Dataset entries:
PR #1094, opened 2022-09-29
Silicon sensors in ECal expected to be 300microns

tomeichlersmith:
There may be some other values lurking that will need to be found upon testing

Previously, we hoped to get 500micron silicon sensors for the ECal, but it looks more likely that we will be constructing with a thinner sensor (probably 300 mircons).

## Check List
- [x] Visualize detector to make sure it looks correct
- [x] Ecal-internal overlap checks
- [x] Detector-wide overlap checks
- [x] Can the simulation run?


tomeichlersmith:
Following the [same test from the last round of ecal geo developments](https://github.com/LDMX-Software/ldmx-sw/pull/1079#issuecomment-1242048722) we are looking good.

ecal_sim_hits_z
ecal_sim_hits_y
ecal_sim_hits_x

* * *

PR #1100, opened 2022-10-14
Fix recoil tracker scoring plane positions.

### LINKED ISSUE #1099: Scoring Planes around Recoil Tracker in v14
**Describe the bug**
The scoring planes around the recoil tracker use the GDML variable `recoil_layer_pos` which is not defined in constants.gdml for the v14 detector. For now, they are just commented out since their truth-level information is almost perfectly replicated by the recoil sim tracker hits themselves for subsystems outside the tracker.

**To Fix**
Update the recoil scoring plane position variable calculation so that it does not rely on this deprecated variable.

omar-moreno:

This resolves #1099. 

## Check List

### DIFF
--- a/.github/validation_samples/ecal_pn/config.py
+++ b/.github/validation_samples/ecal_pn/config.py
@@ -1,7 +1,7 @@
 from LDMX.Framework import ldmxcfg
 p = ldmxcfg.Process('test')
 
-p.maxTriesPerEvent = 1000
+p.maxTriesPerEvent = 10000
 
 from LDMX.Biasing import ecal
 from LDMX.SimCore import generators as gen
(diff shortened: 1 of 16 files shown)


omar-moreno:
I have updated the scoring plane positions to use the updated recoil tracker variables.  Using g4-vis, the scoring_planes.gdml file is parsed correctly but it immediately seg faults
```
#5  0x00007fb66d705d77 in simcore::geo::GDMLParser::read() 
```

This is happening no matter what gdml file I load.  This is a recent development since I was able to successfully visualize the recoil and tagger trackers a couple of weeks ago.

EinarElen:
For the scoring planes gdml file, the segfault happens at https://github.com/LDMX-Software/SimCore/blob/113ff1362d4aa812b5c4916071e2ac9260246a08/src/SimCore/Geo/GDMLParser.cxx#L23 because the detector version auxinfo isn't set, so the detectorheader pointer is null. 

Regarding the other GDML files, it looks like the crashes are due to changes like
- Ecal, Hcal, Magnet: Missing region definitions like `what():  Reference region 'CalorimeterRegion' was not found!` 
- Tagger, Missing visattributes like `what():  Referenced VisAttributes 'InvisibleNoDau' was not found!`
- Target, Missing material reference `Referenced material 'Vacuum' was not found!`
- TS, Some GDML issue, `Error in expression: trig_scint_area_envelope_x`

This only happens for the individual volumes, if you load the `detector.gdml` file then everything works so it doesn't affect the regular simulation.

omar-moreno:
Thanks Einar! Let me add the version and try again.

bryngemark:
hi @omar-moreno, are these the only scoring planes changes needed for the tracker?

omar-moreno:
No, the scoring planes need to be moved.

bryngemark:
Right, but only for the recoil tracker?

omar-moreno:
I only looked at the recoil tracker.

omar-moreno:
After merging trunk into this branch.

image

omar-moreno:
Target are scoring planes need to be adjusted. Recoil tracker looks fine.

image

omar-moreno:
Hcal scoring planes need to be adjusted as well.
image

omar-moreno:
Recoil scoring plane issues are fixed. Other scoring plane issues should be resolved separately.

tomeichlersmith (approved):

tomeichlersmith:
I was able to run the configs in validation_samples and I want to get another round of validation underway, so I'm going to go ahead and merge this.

...

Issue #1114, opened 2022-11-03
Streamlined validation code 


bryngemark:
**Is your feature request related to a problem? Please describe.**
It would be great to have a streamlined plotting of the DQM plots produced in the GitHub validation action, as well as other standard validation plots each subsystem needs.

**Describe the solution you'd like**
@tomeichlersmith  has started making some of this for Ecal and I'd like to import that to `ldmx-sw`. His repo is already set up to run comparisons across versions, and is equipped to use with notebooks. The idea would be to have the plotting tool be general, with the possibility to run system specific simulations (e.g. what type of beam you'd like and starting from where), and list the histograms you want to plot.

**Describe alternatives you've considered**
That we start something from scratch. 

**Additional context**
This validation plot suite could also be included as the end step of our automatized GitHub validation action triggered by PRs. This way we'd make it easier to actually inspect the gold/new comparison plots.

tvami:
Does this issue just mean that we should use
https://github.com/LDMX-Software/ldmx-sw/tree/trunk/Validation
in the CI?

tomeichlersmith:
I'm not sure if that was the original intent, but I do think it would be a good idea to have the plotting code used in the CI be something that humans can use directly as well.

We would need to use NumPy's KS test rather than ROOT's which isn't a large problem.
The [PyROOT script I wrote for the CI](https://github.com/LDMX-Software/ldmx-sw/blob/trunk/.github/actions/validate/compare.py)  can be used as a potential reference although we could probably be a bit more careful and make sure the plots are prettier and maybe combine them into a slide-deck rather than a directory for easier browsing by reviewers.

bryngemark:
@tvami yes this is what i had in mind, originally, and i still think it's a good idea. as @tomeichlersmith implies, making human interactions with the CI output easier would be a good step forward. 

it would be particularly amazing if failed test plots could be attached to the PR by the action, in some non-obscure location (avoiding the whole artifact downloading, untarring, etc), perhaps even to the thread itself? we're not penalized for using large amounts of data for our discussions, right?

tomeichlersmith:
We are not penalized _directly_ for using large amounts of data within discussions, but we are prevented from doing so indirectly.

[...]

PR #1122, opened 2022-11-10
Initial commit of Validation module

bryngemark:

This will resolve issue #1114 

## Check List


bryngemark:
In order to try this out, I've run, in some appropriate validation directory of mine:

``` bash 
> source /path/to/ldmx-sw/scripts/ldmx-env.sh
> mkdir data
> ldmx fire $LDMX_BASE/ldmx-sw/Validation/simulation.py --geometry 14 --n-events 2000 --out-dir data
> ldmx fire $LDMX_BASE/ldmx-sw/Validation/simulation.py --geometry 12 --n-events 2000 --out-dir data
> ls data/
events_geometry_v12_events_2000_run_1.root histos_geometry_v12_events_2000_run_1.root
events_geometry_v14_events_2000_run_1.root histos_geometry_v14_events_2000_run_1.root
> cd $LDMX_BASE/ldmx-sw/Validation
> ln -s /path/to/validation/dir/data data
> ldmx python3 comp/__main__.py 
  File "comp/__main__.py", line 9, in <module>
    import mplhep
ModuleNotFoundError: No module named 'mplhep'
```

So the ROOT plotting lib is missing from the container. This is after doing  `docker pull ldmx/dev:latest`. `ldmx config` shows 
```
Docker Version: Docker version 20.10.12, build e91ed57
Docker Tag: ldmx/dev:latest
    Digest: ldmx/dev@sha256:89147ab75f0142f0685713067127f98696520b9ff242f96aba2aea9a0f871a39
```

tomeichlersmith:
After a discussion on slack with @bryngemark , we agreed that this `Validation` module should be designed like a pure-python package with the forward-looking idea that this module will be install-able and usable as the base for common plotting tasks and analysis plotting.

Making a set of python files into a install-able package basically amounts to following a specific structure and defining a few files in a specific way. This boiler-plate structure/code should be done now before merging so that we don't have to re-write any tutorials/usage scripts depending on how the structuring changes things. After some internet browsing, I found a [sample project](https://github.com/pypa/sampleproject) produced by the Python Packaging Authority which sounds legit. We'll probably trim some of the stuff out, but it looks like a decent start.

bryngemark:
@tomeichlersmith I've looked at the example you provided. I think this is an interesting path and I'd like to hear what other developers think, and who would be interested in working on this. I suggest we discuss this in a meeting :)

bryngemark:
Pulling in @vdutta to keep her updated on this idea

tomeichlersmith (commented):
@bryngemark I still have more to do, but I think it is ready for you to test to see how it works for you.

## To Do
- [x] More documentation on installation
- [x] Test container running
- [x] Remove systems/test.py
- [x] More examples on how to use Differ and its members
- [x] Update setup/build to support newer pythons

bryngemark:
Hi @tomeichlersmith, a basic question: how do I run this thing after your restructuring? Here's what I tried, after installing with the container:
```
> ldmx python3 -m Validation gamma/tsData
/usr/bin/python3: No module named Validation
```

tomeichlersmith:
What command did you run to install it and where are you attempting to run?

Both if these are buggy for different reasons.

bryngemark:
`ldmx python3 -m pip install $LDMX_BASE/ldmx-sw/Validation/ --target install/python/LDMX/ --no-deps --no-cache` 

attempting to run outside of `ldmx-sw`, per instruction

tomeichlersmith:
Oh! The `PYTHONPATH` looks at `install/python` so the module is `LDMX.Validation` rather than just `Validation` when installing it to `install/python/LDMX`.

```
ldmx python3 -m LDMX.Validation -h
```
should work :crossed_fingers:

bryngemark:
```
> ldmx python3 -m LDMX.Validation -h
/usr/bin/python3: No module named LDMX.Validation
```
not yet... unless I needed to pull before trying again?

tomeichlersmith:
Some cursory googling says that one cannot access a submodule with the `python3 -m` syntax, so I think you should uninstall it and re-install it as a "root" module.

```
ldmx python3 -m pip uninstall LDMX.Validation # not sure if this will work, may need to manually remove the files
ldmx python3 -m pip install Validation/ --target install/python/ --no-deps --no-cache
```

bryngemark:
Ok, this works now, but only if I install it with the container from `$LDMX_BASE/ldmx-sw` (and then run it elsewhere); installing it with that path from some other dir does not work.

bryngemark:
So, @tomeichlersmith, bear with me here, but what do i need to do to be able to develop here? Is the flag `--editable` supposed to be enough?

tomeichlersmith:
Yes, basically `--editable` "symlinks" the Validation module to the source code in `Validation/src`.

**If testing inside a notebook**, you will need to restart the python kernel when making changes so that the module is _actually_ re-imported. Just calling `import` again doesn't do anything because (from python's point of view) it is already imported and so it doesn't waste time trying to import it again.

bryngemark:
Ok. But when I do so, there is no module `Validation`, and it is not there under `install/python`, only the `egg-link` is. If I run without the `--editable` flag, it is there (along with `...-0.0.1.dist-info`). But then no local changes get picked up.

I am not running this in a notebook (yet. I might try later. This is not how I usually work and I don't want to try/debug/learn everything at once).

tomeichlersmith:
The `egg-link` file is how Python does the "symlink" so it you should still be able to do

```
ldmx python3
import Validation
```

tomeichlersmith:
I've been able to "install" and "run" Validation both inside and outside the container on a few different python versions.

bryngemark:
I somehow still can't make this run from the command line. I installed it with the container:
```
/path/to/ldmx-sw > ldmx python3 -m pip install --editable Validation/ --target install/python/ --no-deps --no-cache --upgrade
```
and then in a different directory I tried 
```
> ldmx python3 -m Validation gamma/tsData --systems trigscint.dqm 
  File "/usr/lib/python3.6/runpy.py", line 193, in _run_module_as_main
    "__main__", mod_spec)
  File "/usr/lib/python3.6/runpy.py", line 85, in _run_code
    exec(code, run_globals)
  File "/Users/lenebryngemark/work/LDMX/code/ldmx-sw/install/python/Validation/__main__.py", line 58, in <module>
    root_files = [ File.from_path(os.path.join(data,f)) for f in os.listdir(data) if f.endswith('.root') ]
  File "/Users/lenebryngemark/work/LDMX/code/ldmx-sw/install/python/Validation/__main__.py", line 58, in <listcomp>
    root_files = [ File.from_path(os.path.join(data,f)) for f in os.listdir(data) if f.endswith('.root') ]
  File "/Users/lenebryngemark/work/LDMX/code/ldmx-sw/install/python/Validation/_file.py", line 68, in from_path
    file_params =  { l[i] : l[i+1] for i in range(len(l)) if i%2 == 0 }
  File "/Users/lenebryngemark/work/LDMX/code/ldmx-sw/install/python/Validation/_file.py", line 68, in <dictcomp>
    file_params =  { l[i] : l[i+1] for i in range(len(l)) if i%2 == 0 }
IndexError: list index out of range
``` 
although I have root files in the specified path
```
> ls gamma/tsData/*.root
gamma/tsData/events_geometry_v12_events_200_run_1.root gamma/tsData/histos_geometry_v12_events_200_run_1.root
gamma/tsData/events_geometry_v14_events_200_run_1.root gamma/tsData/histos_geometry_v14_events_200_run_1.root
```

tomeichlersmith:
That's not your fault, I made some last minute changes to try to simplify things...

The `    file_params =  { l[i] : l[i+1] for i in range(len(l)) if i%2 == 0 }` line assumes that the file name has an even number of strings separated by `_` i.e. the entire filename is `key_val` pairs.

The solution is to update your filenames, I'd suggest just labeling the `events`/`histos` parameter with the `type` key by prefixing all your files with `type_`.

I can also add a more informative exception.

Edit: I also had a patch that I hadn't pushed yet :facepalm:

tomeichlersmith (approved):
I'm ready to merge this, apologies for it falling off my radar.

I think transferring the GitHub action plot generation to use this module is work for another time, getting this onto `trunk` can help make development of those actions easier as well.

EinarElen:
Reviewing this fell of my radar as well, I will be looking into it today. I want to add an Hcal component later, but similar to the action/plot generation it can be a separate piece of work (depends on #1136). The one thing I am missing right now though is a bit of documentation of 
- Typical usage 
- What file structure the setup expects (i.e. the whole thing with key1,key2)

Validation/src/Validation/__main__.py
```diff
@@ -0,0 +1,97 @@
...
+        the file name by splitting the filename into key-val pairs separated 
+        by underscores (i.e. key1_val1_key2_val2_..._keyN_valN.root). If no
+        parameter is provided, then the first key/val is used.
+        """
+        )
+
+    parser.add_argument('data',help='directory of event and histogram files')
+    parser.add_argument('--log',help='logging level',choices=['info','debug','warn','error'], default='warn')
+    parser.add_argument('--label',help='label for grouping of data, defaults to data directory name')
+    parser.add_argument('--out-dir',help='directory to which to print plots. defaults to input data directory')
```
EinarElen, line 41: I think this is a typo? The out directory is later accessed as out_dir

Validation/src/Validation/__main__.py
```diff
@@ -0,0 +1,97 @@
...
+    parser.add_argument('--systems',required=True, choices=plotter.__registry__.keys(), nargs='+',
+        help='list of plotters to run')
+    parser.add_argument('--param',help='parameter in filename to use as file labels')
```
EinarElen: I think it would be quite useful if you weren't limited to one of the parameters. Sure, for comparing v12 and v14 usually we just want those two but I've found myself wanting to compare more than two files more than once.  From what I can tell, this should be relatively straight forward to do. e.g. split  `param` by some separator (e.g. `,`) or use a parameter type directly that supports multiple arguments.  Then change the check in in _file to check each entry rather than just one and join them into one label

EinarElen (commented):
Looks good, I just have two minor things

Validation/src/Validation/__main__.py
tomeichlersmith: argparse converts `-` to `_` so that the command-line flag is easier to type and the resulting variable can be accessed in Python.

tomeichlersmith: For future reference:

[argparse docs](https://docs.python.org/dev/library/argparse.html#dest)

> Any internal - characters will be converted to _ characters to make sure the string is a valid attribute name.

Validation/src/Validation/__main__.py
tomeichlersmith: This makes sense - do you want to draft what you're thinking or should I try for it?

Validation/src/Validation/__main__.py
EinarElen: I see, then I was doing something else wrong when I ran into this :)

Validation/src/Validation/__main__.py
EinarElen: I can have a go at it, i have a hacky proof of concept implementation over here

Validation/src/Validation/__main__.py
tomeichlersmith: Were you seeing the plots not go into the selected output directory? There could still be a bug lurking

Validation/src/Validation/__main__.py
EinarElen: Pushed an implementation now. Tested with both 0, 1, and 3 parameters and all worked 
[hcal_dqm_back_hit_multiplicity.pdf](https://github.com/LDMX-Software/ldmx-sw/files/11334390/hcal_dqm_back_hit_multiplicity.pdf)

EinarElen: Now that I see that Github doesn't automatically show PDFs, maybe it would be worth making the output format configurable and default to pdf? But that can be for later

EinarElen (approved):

**WHAT THE TASK REQUIRES**. Out of the entries above, write out only the lines between the line holding "PR #1094, opened 2022-09-29" and the line holding "There may be", inclusive, each exactly as given.

**TASK ANSWER**.
PR #1094, opened 2022-09-29
Silicon sensors in ECal expected to be 300microns

tomeichlersmith:
There may be some other values lurking that will need to be found upon testing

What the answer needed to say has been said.